Purpose: COVID-19 from SARS-CoV-2 targets the lungs, and thus, there is a pressing need for effective surveillance using chest radiographs (CXR). Our study aims to use a deep-learning based lung field segmentation of CXR exams to aid in the task of COVID-19 diagnosis.
Methods: In the first stage, quadrilateral masks were generated from manually delineated anatomic-point-based regions within the CXR lung. Using an initial cohort of 631 COVID-19 positive patients, a U-Net was trained from the CXR images and masks, split into 64%/16%/20% for training/validation/testing to identify the lung field. In the second stage, the trained U-Net model was used to segment the lung region on CXRs from an additional cohort of 9,126 patients tested with RT-PCR. This dataset was split for training/validation/testing to train and evaluate a DenseNet121 in the task of differentiating COVID-19 positive and negative patients. Classification performance was evaluated using receiver operating characteristic (ROC) analysis with area under the ROC curve (AUC) as the figure of merit. Gradient-weighted class activation mappings (Grad-CAM) were generated for explainability.
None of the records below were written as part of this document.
PR #33174, opened 2024-08-24
script: fix `querySelector` returning the root

nolanlawson:
This fixes a small bug in `Element.prototype.querySelector`:

```js
const button = document.createElement('button')

button.querySelector('*') // should return null, but returns <button> in Servo
```

This fixes a couple WPT tests, which I've also updated.

---

### DIFF
--- a/components/script/dom/node.rs
+++ b/components/script/dom/node.rs
@@ -982,8 +982,10 @@ impl Node {
                     NeedsSelectorFlags::No,
                     MatchingForInvalidation::No,
                 );
-                Ok(self
-                    .traverse_preorder(ShadowIncluding::No)
+                let mut descendants = self.traverse_preorder(ShadowIncluding::No);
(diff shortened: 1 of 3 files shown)


components/script/dom/node.rs
```diff
@@ -982,8 +982,10 @@ impl Node {
                     NeedsSelectorFlags::No,
                     MatchingForInvalidation::No,
                 );
-                Ok(self
-                    .traverse_preorder(ShadowIncluding::No)
+                let mut descendants = self.traverse_preorder(ShadowIncluding::No);
+                // Skip the root of the tree.
+                assert!(&*descendants.next().unwrap() == self);
```
nolanlawson, line 987: This is borrowed from the same check we do in `query_selector_iter` below.

mrobinson (approved):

Results: On the test set, U-Net segmentation yielded a Dice coefficient of 0.96 (95% CI: 0.90, 0.98) and average Hausdorff surface distance of 14.3 mm (11.7 mm, 15.9 mm). On the second test set, the DenseNet in the positive/negative classification yielded AUC values of 0.77 (0.74, 0.80) and 0.76 (0.72, 0.76) with and without the use of the thoracic mask, respectively. While the two curves failed to show a statistically significant difference, ΔAUC of 0.01 (-0.01, 0.03) with P=0.16, the Grad-CAM heatmaps showed reduced influence from outside the lung region when masks were applied to the images.
Conclusion: Automatic lung field segmentation achieved a promising classification performance while limiting predictions from regions outside the lung. Demonstrated performance of the U-Net segmentation indicates its high potential for future COVID-19 diagnosis classifications.
Funding Support, Disclosures, and Conflict of Interest: This research was supported by NIH T32 EB002103, NIH NIBIB contract 75N92020D00021, and the C3.AI Digital Transformation Institute.